In the wake of Dobbs, pro-abortionists will leave no stone unturned to use – as they did before Roe – the most extreme cases, (like the 10-year-old Ohio girl who went to Indiana for an abortion) to tar the latest Supreme Court decision as “extremist,” while attempting to codify truly extremist abortion policy into law.
Today, as was true before Roe (1973), the vast majority of abortions – conservatively, at least 96 percent – are performed for social, economic, and other non-medical reasons.
Back then, that motivation was called “convenience,” a term clearly politically incorrect in contemporary discourse. Calling abortion “reproductive health care” now is how abortion advocates seek to disguise the reality: by redefining “health” in ever more elastic and innovative ways.
We need to be clear about pro-abortion extremism. While pro-abortionists will cite hard cases, their goal is not to debate them but to exclude any consideration of motivation from the abortion decision, a move necessary to shield the 96 percent-plus of abortions chosen that have nothing to do with rape, incest, or medical necessity.
Like the “no-fault divorce” movement, pro-abortionists aim to exclude any consideration of cause or reason for the “choice.” These are moral positions disguised under seemingly neutral legal terminology. What they really mean is that no marriage should ever be immune from dissolution, no pregnancy from termination.
This is wholly in keeping with a morally relativistic viewpoint that refuses to examine causes, but wants only to deal with consequences. Pre-teens should not be stopped from having sex; they should be issued condoms. If they get pregnant, they obviously should have abortions.

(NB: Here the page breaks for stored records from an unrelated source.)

PR #67, opened 2018-08-21
go: Call 'heif_context_read_from_memory_without_copy' instead of deprecated function

leonklingele-work:
heif.c:319 says:
    // DEPRECATED: use heif_context_read_from_memory_without_copy() instead.

### DIFF
--- a/go/heif/heif.go
+++ b/go/heif/heif.go
@@ -321,7 +321,12 @@ func (c *Context) ReadFromFile(filename string) error {
 
 func (c *Context) ReadFromMemory(data []byte) error {
 	// TODO: Use reader API internally.
-	err := C.heif_context_read_from_memory(c.context, unsafe.Pointer(&data[0]), C.size_t(len(data)), nil)
+	cData := C.CBytes(data)
+	runtime.SetFinalizer(&cData, func(p *unsafe.Pointer) {
+		C.free(*p)
+		runtime.SetFinalizer(cData, nil)
+	})
+	err := C.heif_context_read_from_memory_without_copy(c.context, cData, C.size_t(len(data)), nil)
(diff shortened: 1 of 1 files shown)


farindk:
Please make sure that this does not introduce hard to find conflicts with the garbage collector.
If you use `*from_memory_without_copy`, it means that libheif assumes that the memory stays valid while the `heif_context` is still alive. If the Go GC decides to release the `byte[]` before that, you get into problems.

leonklingele-work:
@farindk ptal. This now allocates C memory and frees it again before exiting.

farindk:
Doesn't that just set the finalizer for the copied array? I.e. it can still garbage-collect the array before the heif_context? I think the finalizer should be attached to the context, such that the array lifetime is at least as long as the context.

Then again, I have no idea about Go... So I might be wrong.

go/heif/heif.go
```diff
@@ -321,7 +321,12 @@ func (c *Context) ReadFromFile(filename string) error {
 
 func (c *Context) ReadFromMemory(data []byte) error {
 	// TODO: Use reader API internally.
-	err := C.heif_context_read_from_memory(c.context, unsafe.Pointer(&data[0]), C.size_t(len(data)), nil)
+	cData := C.CBytes(data)
```
fancycode: Why not store a reference to `data` in the `Context`? This would make sure it is kept alive until the `Context` is released.

If you do that, make sure to clear the referene manually if it is no longer needed (e.g. when loading from a file in the same context).

fancycode (changes requested):

farindk:
@fancycode Do you want to take over this issue? Otherwise, let's close it.

PR #68, opened 2018-08-21
gofmt

leonklingele-work:


leonklingele-work:
@fancycode any idea why the precommit hook no longer complained? Seems like the issue was introduced in 30251779113b7e61e26c62b3f08606f298ff8d70 or so.

farindk:
Nothing special during the commit. Yes, I think there was an error shown, but it didn't prevent it from committing.
Which is nice, BTW, because I do not want to dig out Go formatting documentation just because I had to do a quick fix.

If Go formatting is that important, why not simply run the formatting command automatically on check-in instead of printing an error and leaving the committer alone with the problem. :-)

leonklingele-work:
> Go formatting documentation just because I had to do a quick fix.

Just run `find . -name *.go -exec go fmt "{}" \;`

> If Go formatting is that important, why not simply run the formatting command automatically on check-in instead of printing an error and leaving the committer alone with the problem. :-)

That was my initial approach in #59 which got rejected. Maybe we want to nag at users to learn proper formatting? :)

fancycode:
The pre-commit hook should show an error message that also contains the necessary commands to fix the error:
https://github.com/strukturag/libheif/blob/master/scripts/pre-commit.hook#L63

fancycode:
> That was my initial approach in #59 which got rejected.

You approach was formatting the files on Travis, which wouldn't fix the formatting errors introduced by commits.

And if parents get in the way, well, America’s public schools should assimilate these “children” to the mores of “liberal democracy,” not their parents’ “outdated” views. After all, “children have rights!”
A full-on, frontal assault on this widespread propaganda is likely to be ineffective, largely because our culture has traded reasoned discourse for gripping soundbites, an exchange that benefits politicians even as it impoverishes political discourse.
So, I suggest an “incremental” approach, not because the rights of the unborn only deserve partial protection, but because the cultural corruption that has metastasized in the half-century-long culture of death following Roe will require baby steps to walk back. But as with every major turn in the moral life, everything starts with small steps.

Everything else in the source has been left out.